YOUR INSTRUCTIONS
The answer must be every line from the entries below that includes "Enum".
────────────────────
PR #1538, opened 2022-07-12
Fix reconstruction double click error

### LINKED ISSUE #1351: Double clicking reconstruct buttons can cause RunTimeError
### Summary

When running the first reconstruction for a dataset, if the user double clicks either of the reconstruct buttons in the reconstruction window a RunTimeError occurs. I think this is because the double click creates two recon stacks in the dataset, but the code in method `add_recon_item_to_tree_view` (in main/presenter.py) only creates the recon group for the tree view when there is exactly one recon stack. If there is more than one the code tries to look up an existing recon group that doesn't exist, resulting in a RunTimeError.

### Steps To Reproduce

The behaviour occurs with either reconstruct button, but is easier to reproduce with the Reconstruct Volume button (you don't seem to need to double click quite as quickly):

1) Load a dataset and open the reconstruction window
2) Set the centre of rotation and go to the Reconstruct tab
3) The effect can be seen with any algorithm, but choosing gridrec will make the test quicker
4) Double click the Reconstruct Volume button

### Expected Behaviour

Ideally it should only be possible to click either of the reconstruct buttons once (i.e. they should disable immediately after the first click and only re-enable once the reconstruction has completed). If this isn't sufficient to stop it running through twice (maybe someone could double click quickly enough that the button hasn't disabled yet?) then the system should just display the two recon stacks in the tree view.

### Current Behaviour

Two recon stacks are created in the dataset, but the code that tries to display them in the tree view throws a RunTimeError. This error then continues when the user tries to run other reconstructions on the dataset, regardless of whether they double click the buttons. The dataset has to be deleted and re-loaded to be able to continue.

### Context

Current main

### Failure Logs

```
2022-03-03 09:27:57,280 [mantidimaging.gui.mvp_base.presenter:L24] ERROR: Presenter error: Unable to find recon group in dataset tree item for dataset 8b529d36-be18-414d-b97d-3686bf73f38c
  File "C:\Mantid\mantidimaging\mantidimaging\gui\windows\main\presenter.py", line 82, in notify
    self._add_recon_to_dataset(**baggage)
  File "C:\Mantid\mantidimaging\mantidimaging\gui\windows\main\presenter.py", line 592, in _add_recon_to_dataset
    self.add_recon_item_to_tree_view(parent_id, recon_data.id, len(self.model.datasets[parent_id].recons))
  File "C:\Mantid\mantidimaging\mantidimaging\gui\windows\main\presenter.py", line 540, in add_recon_item_to_tree_view
    recon_group = self.view.get_recon_group(dataset_item)
  File "C:\Mantid\mantidimaging\mantidimaging\gui\windows\main\view.py", line 546, in get_recon_group
    raise RuntimeError(f"Unable to find recon group in dataset tree item for dataset {dataset_item.id}")
RuntimeError: Unable to find recon group in dataset tree item for dataset 8b529d36-be18-414d-b97d-3686bf73f38c
```

rbauststfc:
### Issue

Closes #1351

### Description

Previously the system expected that if a dataset had multiple recon stacks then a recon tree view group would already have been created, and threw an error if it couldn't find one. This PR alters that behaviour to handle the edge case where a user double clicks the recon button and multiple stacks are then created before the tree view group. In that scenario, the system will now create the recon group and display all the stacks.

Clicking the reconstruction button a second time after the recon has started creates duplicate stacks that aren't needed and could cause a long-running reconstruction to unintentionally be run twice. Therefore this PR also implements enabling and disabling the reconstruction buttons so that only one reconstruction can be triggered at a time. This appears to work well on Linux, however on Windows it still seems possible to click the disabled button and end up with a duplicate for very short reconstructions. I've spent a long time looking into this and haven't managed to find a solution, so I will open a separate issue to document what I've found. It still seemed worth leaving the functionality in, as preventing duplicate runs of long reconstructions seems desirable. I suspect it's unlikely that Windows users will notice the problem very regularly, if at all.

See steps on issue for replicating the original problem. Double clicking either of the reconstruction buttons should now either display all recon data that was created or, depending on timings, may result in only one recon stack being created. There should be no errors.

Depending on the reconstruction length and the OS, you should see both reconstruction buttons disable when the reconstruction is running and then enable again when it has finished. For very fast reconstruction algorithms on Linux (i.e. gridrec) the effect may be barely noticeable.

### Documentation

### DIFF
--- a/mantidimaging/gui/windows/main/presenter.py
+++ b/mantidimaging/gui/windows/main/presenter.py
@@ -50,7 +50,7 @@ class Notification(Enum):
 
 
 def _generate_recon_item_name(recon_no: int) -> str:
-    return f"Recon {recon_no}"
+    return "Recon" if recon_no == 1 else f"Recon {recon_no}"
 
 
 class MainWindowPresenter(BasePresenter):
@@ -524,12 +524,15 @@ class MainWindowPresenter(BasePresenter):
         :param recon_count: The number of the recon in the dataset. One indicates the first recon that has been added.
         """
         dataset_item = self.view.get_dataset_tree_view_item(parent_id)
-        if recon_count == 1:
+        recon_group = None if recon_count == 1 else self.view.get_recon_group(dataset_item)
+
+        if not recon_group:
             recon_group = self.view.add_recon_group(dataset_item, self.model.get_recon_list_id(parent_id))
-            name = "Recon"
+            recon_num = 1
         else:
-            recon_group = self.view.get_recon_group(dataset_item)
-            name = _generate_recon_item_name(recon_count)
+            recon_num = recon_count
+
+        name = _generate_recon_item_name(recon_num)
         self.view.create_child_tree_item(recon_group, child_id, name)
 
     def add_stack_to_dictionary(self, stack: StackVisualiserView) -> None:
--- a/mantidimaging/gui/windows/main/presenter.py
+++ b/mantidimaging/gui/windows/main/presenter.py
@@ -49,10 +49,6 @@ class Notification(Enum):
     ADD_RECON = auto()
 
 
-def _generate_recon_item_name(recon_no: int) -> str:
-    return "Recon" if recon_no == 1 else f"Recon {recon_no}"
-
-
 class MainWindowPresenter(BasePresenter):
     LOAD_ERROR_STRING = "Failed to load stack. Error: {}"
     SAVE_ERROR_STRING = "Failed to save data. Error: {}"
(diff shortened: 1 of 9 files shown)


mantidimaging/gui/windows/main/presenter.py
```diff
@@ -524,12 +524,15 @@ def add_recon_item_to_tree_view(self, parent_id: uuid.UUID, child_id: uuid.UUID,
         :param recon_count: The number of the recon in the dataset. One indicates the first recon that has been added.
         """
         dataset_item = self.view.get_dataset_tree_view_item(parent_id)
-        if recon_count == 1:
+        recon_group = None if recon_count == 1 else self.view.get_recon_group(dataset_item)
```
samtygier-stfc, line 527: Could we simplify this by not passing `recon_count` as an argument, and just checking if there is an existing recon_group?

I think we could also avoid generating the name here, and use the stack name.
`self.model.get_images_by_uuid(child_id).name`
(I don't think it matters that name from the stack has an underscore in it).

samtygier-stfc (dismissed):
Looks good.

`add_recon_item_to_tree_view` feels a bit awkward, maybe it can be simplifies where we are here.

samtygier-stfc (approved):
────────────────────
THE COMPLETED TASK
@@ -50,7 +50,7 @@ class Notification(Enum):
@@ -49,10 +49,6 @@ class Notification(Enum):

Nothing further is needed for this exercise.